Abel est un artiste torturé, qui souffre, avec un vécu et un regard portant le poids de toutes ses blessures et questionnements, montrant une âme magnifique, rare et blessée. Un talent rare, comme on en voit une seule fois par génération. Mais sa vie changera à la rencontre de sa nouvelle amie, jouée par Jenna Ortega.
Ce film est une confidence intime et crue, où il nous parle de lui, de ses blessures, de ses failles, avec un talent d'acteur nuancé comme une palette infinie de couleurs, nous démontrant, à chaque plan, chaque séquence, l'étendue de son talent, de son expression artistique et émotionnelle. Car oui, Abel ne joue pas la comédie, il la vit ce qui, indéniablement, ajoute de la profondeur à son récit, à son histoire, unique et aussi touchante que les gouttes de pluie lors d'une journée brûlante dans le Sahara.
Le cinéma ne sortira pas indemne de cette œuvre majeure, qui changera à jamais la manière d’aborder le style du drame psychologique.
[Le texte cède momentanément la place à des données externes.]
PR #215, opened 2015-08-17
Update travis

Dapid:
This is an update to Travis' new framework. I am also ditching conda and using plain pip.

Python 3 added to track the compatibility progress.


mzwiessele:
As we require scipy 0.16 for the new release, this might not work anymore?

PR #224, opened 2015-09-03
Fix print statement

Dapid:
I noticed there is a small incompatibility between Python 2 and 3, as it is using `print` with kwargs, which is a syntax error in Python 2.


mikecroucher:
thanks

Dapid:
Since this was not caught earlier, this file is not being tested. In fact, I have just realised, it is importing two modules that are not declared in setup.py nor used. Fixing it in: https://github.com/SheffieldML/GPy/pull/227

mikecroucher:
Test coverage is much lower than it should be. We need to do better.

PR #225, opened 2015-09-03
Cross Platform Cython Fixes

mikecroucher:
I don't think that the mechanism we were attempting to use to detect a lack of Cython-built modules was working properly so I've changed it. There is some tidying up left to do and a few cross-platform issues have been exposed (I'll open the issues later) but this at least allows the test suite to be run even when Cython modules are not built.

If the Cython modules are not built, all functions fall back to the pure Python or Python+numpy implementations. The Cython-specific tests are skipped.

On Ubuntu, on a fresh git clone:

nosetests ./GPy/testing/
SSSSSSS......... /home/walkingrandomly/GPy/GPy/core/parameterization/transformations.py:77: RuntimeWarning:invalid value encountered in greater
 /home/walkingrandomly/GPy/GPy/core/parameterization/transformations.py:82: RuntimeWarning:invalid value encountered in greater
........................................................................................................................................................................................................................................S.S...............................................................
----------------------------------------------------------------------
Ran 314 tests in 12.828s

OK (SKIP=9)

Now, I build Cython modules:

    python setup.py build_ext --inplace

nosetests ./GPy/testing/................ /home/walkingrandomly/GPy/GPy/core/parameterization/transformations.py:77: RuntimeWarning:invalid value encountered in greater
 /home/walkingrandomly/GPy/GPy/core/parameterization/transformations.py:82: RuntimeWarning:invalid value encountered in greater
........................................................................................................................................................................................................................................S.S...............................................................
----------------------------------------------------------------------
Ran 314 tests in 12.340s

OK (SKIP=2)

I deleted a couple of Cython related tests from the kernel testing module. This is because it seemed tricky to propagate the relevant variable through the full calculation without modifying the interface to kernel functions. As such, I may have decreased Cython test coverage (need to check!) but the equivalence of Cython/Python implementations should really be checked more directly anyway IMHO.

I'm not going to merge this change myself since I'd prefer someone else to review and merge (or not).

Cheers,
Mike

Update - Mac OS X Cython support
 I've added fixes so that Cython modules now compile on Mac OS X. Setup.py detects if it's running on a Mac and, if it is, removes references to OpenMP. A similar mechanism is in the .c include header. 

This will be a pain for users of GNU gcc on Mac since they won't get OpenMP even though they have OpenMP but, if they REALLY need it, they can always manually edit the relevant files for now. 

I propose not to worry about this too much since Clang will get OpenMP eventually and we can just remove this stuff.

### DIFF
--- a/GPy/kern/_src/coregionalize.py
+++ b/GPy/kern/_src/coregionalize.py
@@ -5,7 +5,6 @@ from .kern import Kern
 import numpy as np
 from ...core.parameterization import Param
 from ...core.parameterization.transformations import Logexp
-from ...util.config import config # for assesing whether to use cython
 try:
     from . import coregionalize_cython
     cython_available = True
@@ -84,7 +83,7 @@ class Coregionalize(Kern):
     def Kdiag(self, X):
         return np.diag(self.B)[np.asarray(X, dtype=np.int).flatten()]
 
-    def update_gradients_full(self, dL_dK, X, X2=None):
+    def update_gradients_full(self, dL_dK, X, X2=None,cython=False):
         index = np.asarray(X, dtype=np.int)
         if X2 is None:
             index2 = index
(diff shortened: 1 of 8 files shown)


mikecroucher:
@jameshensman Would you mind giving this the once over please? If accepted, we can run on all 3 platforms without Cython.

The next step will be build instructions for all 3 platforms and bug squashing since it seems that there are some hidden cross-platform bugs!

PR #81, opened 2020-08-25
window/application context

GlynLeine:
still needs comments and docs


GlynLeine:
idk how to get rid of those warnings from glm with cppcheck... @Algo-ryth-mix

Algo-ryth-mix (approved):

PR #106, opened 2020-09-08
Feature/physics naming convention fix

Developer-The-Great:


Algo-ryth-mix (changes requested):
code-conventions adaptions look passable, needs more comments tho

GlynLeine (changes requested):
Some files still use upper case letters and are missing _ underscores

GlynLeine (approved):

Algo-ryth-mix (approved):

PR #107, opened 2020-09-08
added spdlog logging framework, please use instead of cout

Algo-ryth-mix:


args/core/engine/engine.hpp
```diff
@@ -12,6 +12,8 @@
 #include <vector>
 #include <memory>
 
+#include "core/logging/logging.hpp"
```
GlynLeine: use <>

args/core/logging/logging.cpp
```diff
@@ -0,0 +1,9 @@
+#include "logging.hpp"
```
GlynLeine: use<>

args/core/logging/logging.hpp
```diff
@@ -0,0 +1,153 @@
+#pragma once
+
+#define SPDLOG_HEADER_ONLY
+#include "spdlog/spdlog.h"
```
GlynLeine: use <>

GlynLeine (changes requested):

GlynLeine (approved):

PR #119, opened 2020-09-15
Materials, jobs, thread commands, fix spinlock, fix projection

GlynLeine:


applications/test_game/systems/testsystem.hpp
```diff
@@ -52,23 +54,36 @@ class TestSystem final : public System<TestSystem>
...
+        rendering::material_handle vertexH;
+
+        {
+            async::readwrite_guard guard(*window.lock);
+            app::ContextHelper::makeContextCurrent(window);
 
-        bindToEvent<events::component_creation<app::window>, &TestSystem::disableCursor>();
+            modelH = rendering::ModelCache::create_model("test", "basic://models/Cube.obj"_view);
+            wireframeH = rendering::MaterialCache::create_material("wireframe", "basic:/shaders/wireframe.glsl"_view);
+            vertexH = rendering::MaterialCache::create_material("vertex", "basic:/shaders/position.glsl"_view);
```
Algo-ryth-mix: `basic:/`vs `basic://` ?

args/core/scheduling/scheduler.cpp
```diff
@@ -6,13 +6,74 @@ namespace args::core::scheduling
...
+    std::queue<Scheduler::runnable> Scheduler::m_jobs;
+    sparse_map<std::thread::id, async::readonly_rw_spinlock> Scheduler::m_commandLocks;
+    sparse_map<std::thread::id, std::queue<Scheduler::runnable>> Scheduler::m_commands;
+
+    void Scheduler::threadMain(bool* exit, bool* start, bool low_power)
+    {
+        std::thread::id id = std::this_thread::get_id();
+
+        while (!(*start))
+            ;
```
Algo-ryth-mix: why is this `;` on a new line (also why is this not yielding ?)

args/rendering/systems/renderer.hpp
```diff
@@ -171,60 +197,63 @@ namespace args::rendering
...
 
-            if (!shdr)
-                if (!initData(window))
-                    return;
-
             glClearColor(0.3f, 0.5f, 1.0f, 1.0f);
             glClearDepth(0.0f);
             glClear(GL_COLOR_BUFFER_BIT | GL_DEPTH_BUFFER_BIT);
-            glDisable(GL_CULL_FACE);
+            //glDisable(GL_CULL_FACE);
```
Algo-ryth-mix: ah yes ... of course

Algo-ryth-mix (approved):
This code is borderline unreadable:
1. do not change glm mid commits intermingled with other stuff, it is impossible to find the files I am actually interested in
2. add some comments for crying out loud, I am not even talking about doxygen comments, just comments in general, I have no idea what half your changes do 
3. Please stop writing such confusing code just for the hell of it, introduce new variables when the line becomes `batches.dense()[i].dense()[j]`
4. Please try to keep commits under 100 Files, my browser is struggling to even display this many changes

This is approved under the assumption that the next thing you do is documenting what half of this actually does!

applications/test_game/systems/testsystem.hpp
GlynLeine: whoops accidental typo, it works tho

args/core/scheduling/scheduler.cpp
GlynLeine: forgot to add yield here will do so before mergs

args/rendering/systems/renderer.hpp
GlynLeine: I'll remove the line

applications/test_game/systems/testsystem.hpp
GlynLeine: I'll cahnge it before merge

Algo-ryth-mix: yes I made the api, specifically look out for that error.
It is a "hidden" feature xD 
https://github.com/Args-Engine/Args-Engine/blob/main/args/core/filesystem/navigator.cpp
```cpp
 	//find root domain
    // the syntax for inline root-domains has to be <root-domain>:[/\\]+<rest-of-the-path>
    const auto rdIndex = m_path.find_first_of(':');
    if(rdIndex == std::string::npos) return Err(args_fs_error("invalid syntax for path string, no domain delimiter"));

    	root_domain = m_path.substr(0,rdIndex);

        //find the rest of the path ... technically this will resolve //////////lol/test.bin to lol/test.bin just fine,
		//but hopefully no one is actually insane enough to mess with such paths
		//
		//if he/she does, congrats you found a ... "feature"
        const auto pIndex = m_path.find_first_not_of("/\\",rdIndex+1);
        if(pIndex == std::string::npos) return Err(args_fs_error("invalid sytax for path string, last domain delimiter not found"));
          
        to_process = m_p
```

args/core/scheduling/scheduler.cpp
```diff
@@ -6,22 +6,90 @@ namespace args::core::scheduling
...
+        {
+            Scheduler::runnable instruction{};
+
+            {
+                async::readonly_guard guard(m_commandLocks[id]);
+                if (!m_commands[id].empty())
+                {
+                    instruction = m_commands[id].front();
+                    async::readwrite_guard rwguard(m_commandLocks[id]);
+                    m_commands[id].pop();
```
Algo-ryth-mix: isn't this a potential bug ?
consider this scenario:
A & B both lock for reading
A gets front (aka has a command)
B gets front (aka has the same command)

_now_ A locks for deleting with pop()
**B now either fails deleting or can never aquire the lock**

Scenario 1 (B fails deleting) 
 - B triggers an exception (depending on how pop works) or
 - B & A execute the instruction twice

Scenario 2 (B can not aquire the lock)
 - B effectively halts.

args/core/scheduling/scheduler.cpp
```diff
@@ -6,22 +6,90 @@ namespace args::core::scheduling
...
+            instruction = {};
+
+            {
+                async::readonly_guard guard(m_jobQueueLock);
+                if (!m_jobs.empty())
+                {
+                    log::debug("Starting work on a job.");
+                    instruction = m_jobs.front();
+                    async::readwrite_guard rwguard(m_jobQueueLock);
+                    m_jobs.pop();
```
Algo-ryth-mix: same scenario as above

args/core/scheduling/scheduler.cpp
Algo-ryth-mix: potential work around is to check if the job still exists after aquiring the read-lock

args/core/scheduling/scheduler.cpp
```diff
@@ -6,22 +6,90 @@ namespace args::core::scheduling
...
     {
-        for (auto& processChain : m_processChains)
+        for (auto [_, processChain] : m_processChains)
             processChain.exit();
 
-        for (auto& thread : m_threads)
+        m_threadsShouldTerminate = true;
+
+        for (auto [_, thread] : m_threads)
             if (thread->joinable())
```
Algo-ryth-mix: is there a scenario in which our thread are not joinable ?

args/core/scheduling/scheduler.hpp
```diff
@@ -12,208 +13,272 @@
...
+         */
+        void run();
+
+        /**@brief Create a new thread.
+         * @param function Function to run on the thread.
+         * @param ...args Arguments to pass to the function.
+         * @return std::thread::id Id of new thread if thread was created, 0 id if there are no available threads.
+         */
+        template<typename Function, typename... Args >
+        std::thread::id createThread(Function&& function, Args&&... args)
```
Algo-ryth-mix, line 118: consider making this return `common::result<std::thread::id,void>` or introducing an alias `invalid_thread_id` for better readability of error states `std::thread::id()` does not seem like it indicates graceful-failure

Algo-ryth-mix (changes requested):

Algo-ryth-mix (approved):

PR #123, opened 2020-09-21
simple debug line renderer

GlynLeine:
### example:

    #include <rendering/debugrendering.hpp>
    #include <core/core.hpp>

    void foo()
    {
        //                      start,                end,              color,      width, ignore depth test
        debug::drawLine(math::vec3(1, 0, 0), math::vec3(0, 0, 1), math::colors::green, 10, true);
    }


Algo-ryth-mix (approved):
debugRenderPass could use a bit more commenting, other than that quite good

Et peu de films à venir, dans le même genre, seront à la hauteur narcissique mais ô combien sublime d’Abel Tesfaye et de son talent de génie sur cette toile émotionnelle, digne des plus grands artistes, où les secondes se ressentent comme des heures.
Si la platitude était une catégorie aux Oscars, il en serait le gagnant incontestablement.
Un film d’exception. Merci pour ce moment magnifique et intemporel.